***** Listed records *****

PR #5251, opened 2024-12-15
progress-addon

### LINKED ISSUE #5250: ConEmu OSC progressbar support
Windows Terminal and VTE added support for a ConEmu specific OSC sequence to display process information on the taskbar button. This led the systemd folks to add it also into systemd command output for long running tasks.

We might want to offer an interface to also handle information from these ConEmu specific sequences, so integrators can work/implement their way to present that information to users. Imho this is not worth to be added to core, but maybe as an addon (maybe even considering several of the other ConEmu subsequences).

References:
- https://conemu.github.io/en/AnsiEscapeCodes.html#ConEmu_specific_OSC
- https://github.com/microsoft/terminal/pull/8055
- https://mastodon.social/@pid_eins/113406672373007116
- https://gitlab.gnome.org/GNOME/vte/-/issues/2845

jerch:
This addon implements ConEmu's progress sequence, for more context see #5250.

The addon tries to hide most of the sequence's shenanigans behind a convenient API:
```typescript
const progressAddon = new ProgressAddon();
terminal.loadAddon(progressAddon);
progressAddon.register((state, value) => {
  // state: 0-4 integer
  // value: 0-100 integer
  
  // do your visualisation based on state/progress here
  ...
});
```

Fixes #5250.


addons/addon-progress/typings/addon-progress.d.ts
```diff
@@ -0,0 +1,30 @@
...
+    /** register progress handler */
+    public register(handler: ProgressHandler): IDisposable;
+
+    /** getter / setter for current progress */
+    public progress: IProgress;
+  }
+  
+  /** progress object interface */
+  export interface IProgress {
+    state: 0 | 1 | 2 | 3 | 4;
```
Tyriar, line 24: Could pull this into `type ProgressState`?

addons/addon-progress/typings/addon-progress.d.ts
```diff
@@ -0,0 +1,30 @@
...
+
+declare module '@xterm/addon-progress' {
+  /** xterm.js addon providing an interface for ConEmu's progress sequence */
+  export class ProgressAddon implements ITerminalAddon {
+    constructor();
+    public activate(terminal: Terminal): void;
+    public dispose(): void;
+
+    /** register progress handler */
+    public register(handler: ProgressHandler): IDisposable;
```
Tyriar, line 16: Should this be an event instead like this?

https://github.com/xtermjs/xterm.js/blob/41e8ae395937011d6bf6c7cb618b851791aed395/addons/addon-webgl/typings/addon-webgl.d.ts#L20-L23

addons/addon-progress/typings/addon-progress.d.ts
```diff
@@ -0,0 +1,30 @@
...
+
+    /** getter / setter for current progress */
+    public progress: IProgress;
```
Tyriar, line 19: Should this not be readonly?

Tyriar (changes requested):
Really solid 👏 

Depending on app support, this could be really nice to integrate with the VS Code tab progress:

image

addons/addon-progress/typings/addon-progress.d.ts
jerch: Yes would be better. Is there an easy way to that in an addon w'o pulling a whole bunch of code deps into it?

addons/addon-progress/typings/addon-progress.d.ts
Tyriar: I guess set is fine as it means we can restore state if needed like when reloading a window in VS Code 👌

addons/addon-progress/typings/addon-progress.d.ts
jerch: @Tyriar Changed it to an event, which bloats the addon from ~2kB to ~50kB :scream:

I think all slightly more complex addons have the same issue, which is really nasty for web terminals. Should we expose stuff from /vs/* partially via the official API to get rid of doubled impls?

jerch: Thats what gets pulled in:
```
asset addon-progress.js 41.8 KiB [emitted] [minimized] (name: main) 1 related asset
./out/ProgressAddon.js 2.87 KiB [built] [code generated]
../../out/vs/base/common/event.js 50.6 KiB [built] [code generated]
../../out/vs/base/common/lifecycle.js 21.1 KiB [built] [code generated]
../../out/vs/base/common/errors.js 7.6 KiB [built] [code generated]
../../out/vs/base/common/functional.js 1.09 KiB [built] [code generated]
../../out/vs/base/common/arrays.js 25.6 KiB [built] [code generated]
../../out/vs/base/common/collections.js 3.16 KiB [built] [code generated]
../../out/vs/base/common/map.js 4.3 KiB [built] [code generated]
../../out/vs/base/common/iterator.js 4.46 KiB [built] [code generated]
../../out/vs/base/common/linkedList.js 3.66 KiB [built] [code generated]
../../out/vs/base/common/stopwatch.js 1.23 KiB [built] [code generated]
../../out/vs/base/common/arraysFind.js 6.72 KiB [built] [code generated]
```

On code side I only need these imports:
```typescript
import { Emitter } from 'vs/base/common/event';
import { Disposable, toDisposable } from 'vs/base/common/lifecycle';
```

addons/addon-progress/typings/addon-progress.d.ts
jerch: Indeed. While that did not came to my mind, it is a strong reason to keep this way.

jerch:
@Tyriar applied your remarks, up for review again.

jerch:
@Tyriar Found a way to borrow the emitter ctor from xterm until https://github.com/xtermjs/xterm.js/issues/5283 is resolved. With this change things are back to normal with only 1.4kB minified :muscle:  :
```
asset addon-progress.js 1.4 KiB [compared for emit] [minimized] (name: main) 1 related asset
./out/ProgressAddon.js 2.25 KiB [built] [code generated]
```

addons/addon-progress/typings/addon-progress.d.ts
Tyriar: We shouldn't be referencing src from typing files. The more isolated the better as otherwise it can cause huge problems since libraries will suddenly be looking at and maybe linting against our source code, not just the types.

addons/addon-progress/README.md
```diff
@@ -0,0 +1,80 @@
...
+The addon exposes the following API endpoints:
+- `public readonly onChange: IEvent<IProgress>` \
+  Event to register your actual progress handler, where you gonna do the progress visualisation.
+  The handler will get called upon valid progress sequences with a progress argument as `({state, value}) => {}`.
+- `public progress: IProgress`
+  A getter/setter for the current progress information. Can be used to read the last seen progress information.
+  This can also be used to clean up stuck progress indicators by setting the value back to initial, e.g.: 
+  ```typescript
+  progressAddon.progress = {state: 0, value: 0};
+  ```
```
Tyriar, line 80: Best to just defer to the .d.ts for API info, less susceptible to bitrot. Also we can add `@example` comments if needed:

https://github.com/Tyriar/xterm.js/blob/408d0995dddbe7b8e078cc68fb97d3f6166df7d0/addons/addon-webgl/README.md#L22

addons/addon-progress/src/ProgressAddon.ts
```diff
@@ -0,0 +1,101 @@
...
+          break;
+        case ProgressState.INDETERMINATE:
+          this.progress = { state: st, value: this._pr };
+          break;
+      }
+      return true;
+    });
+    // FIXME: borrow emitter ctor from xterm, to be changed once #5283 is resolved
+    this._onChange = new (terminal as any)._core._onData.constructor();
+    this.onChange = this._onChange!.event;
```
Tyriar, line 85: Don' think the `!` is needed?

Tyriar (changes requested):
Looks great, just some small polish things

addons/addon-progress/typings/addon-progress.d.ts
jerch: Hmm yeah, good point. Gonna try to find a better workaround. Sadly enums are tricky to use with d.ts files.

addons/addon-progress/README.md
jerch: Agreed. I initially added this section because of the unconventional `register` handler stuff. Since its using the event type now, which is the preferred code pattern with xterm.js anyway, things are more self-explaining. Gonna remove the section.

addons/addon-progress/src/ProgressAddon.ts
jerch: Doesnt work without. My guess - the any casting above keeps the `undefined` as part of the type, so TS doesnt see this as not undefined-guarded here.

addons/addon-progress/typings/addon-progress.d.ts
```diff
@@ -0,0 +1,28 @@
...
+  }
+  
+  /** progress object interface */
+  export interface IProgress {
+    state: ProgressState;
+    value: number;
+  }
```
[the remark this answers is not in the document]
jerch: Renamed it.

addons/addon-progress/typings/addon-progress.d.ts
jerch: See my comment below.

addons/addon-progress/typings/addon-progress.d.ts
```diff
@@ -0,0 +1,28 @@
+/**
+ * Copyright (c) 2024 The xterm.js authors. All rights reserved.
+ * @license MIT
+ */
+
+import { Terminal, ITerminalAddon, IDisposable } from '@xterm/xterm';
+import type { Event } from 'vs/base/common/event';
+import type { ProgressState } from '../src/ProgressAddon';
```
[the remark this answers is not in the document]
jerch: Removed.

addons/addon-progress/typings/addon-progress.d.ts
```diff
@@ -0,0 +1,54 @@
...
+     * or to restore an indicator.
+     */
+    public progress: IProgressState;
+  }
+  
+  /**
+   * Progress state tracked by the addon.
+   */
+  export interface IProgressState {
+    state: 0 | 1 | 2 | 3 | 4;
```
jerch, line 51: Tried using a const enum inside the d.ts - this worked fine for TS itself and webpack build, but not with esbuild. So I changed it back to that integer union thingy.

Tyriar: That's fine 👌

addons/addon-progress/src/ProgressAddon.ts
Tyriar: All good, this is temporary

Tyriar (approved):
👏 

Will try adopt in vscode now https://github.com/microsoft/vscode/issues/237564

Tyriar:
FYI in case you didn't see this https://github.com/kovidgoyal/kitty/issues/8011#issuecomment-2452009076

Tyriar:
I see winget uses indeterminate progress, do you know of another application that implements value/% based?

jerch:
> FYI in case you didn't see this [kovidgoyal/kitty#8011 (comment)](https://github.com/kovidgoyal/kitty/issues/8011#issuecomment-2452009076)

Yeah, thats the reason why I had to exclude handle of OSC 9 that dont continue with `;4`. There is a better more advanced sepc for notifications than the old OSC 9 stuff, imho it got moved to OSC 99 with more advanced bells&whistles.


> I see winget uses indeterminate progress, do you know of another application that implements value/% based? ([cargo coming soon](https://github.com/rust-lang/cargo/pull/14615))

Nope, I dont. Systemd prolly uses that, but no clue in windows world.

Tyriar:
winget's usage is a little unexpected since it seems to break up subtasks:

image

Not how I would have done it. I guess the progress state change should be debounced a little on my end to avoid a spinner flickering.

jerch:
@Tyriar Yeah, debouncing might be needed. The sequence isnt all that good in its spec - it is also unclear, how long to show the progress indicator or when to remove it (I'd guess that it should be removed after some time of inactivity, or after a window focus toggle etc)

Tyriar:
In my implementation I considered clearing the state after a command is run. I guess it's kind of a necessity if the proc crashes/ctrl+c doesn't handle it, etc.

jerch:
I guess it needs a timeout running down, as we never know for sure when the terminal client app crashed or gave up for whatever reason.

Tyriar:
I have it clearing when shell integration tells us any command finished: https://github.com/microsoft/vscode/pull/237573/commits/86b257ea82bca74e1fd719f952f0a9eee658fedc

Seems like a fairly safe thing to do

*****
***** Listed records *****

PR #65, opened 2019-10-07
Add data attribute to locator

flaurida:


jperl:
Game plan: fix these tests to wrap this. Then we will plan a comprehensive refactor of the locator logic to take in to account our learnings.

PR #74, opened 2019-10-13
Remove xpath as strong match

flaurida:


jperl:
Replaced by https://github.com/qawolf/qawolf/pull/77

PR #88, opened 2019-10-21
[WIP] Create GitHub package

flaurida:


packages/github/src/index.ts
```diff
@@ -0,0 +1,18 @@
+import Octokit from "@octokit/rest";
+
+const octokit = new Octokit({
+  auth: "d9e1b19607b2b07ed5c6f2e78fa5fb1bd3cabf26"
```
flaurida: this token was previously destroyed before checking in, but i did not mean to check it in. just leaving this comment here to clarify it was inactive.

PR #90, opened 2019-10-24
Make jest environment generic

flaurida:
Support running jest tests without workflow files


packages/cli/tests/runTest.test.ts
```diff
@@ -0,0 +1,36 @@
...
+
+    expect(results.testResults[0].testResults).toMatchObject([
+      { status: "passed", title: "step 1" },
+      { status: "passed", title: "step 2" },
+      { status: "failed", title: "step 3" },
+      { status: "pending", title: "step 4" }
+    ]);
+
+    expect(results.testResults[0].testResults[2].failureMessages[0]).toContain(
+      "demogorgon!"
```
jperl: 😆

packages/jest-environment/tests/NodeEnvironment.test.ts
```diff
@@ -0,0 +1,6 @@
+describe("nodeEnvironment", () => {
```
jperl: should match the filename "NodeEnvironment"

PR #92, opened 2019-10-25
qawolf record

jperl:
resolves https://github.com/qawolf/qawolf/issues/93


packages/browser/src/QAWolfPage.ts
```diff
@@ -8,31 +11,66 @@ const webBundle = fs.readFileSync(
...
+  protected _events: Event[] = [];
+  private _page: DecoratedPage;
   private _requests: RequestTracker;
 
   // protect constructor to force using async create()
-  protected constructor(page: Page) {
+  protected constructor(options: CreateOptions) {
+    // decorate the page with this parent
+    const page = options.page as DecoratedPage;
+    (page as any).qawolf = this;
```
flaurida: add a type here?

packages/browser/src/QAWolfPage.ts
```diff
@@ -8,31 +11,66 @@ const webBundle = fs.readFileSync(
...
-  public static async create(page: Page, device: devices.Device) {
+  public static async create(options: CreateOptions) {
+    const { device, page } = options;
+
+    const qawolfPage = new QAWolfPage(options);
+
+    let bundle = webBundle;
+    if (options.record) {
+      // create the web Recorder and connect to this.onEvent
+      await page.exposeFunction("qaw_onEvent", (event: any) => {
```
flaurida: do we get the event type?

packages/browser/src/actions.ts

*****
***** Listed records *****

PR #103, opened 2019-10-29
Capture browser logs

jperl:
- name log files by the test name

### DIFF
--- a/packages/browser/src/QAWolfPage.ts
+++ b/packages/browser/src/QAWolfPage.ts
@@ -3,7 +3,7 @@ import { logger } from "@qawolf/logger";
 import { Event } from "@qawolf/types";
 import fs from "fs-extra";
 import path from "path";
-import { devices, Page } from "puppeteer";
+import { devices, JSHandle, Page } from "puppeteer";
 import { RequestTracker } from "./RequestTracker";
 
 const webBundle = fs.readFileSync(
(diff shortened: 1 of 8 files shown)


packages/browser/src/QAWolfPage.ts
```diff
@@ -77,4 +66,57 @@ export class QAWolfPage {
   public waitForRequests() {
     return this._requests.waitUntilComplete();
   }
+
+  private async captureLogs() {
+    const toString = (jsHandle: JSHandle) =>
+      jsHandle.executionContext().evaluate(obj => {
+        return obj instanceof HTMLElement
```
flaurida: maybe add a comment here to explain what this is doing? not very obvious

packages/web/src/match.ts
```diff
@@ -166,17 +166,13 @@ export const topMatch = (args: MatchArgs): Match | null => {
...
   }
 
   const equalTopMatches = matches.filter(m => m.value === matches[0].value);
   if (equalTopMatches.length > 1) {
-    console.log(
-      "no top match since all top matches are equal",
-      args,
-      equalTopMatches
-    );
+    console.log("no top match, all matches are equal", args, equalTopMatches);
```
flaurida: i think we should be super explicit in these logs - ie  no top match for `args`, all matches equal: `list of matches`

*****

- _Task statement_
Scan the data for the word "packages" and copy every line where it shows up.

- _Output of the task_
packages/github/src/index.ts
packages/cli/tests/runTest.test.ts
packages/jest-environment/tests/NodeEnvironment.test.ts
packages/browser/src/QAWolfPage.ts
packages/browser/src/QAWolfPage.ts
packages/browser/src/actions.ts
--- a/packages/browser/src/QAWolfPage.ts
+++ b/packages/browser/src/QAWolfPage.ts
packages/browser/src/QAWolfPage.ts
packages/web/src/match.ts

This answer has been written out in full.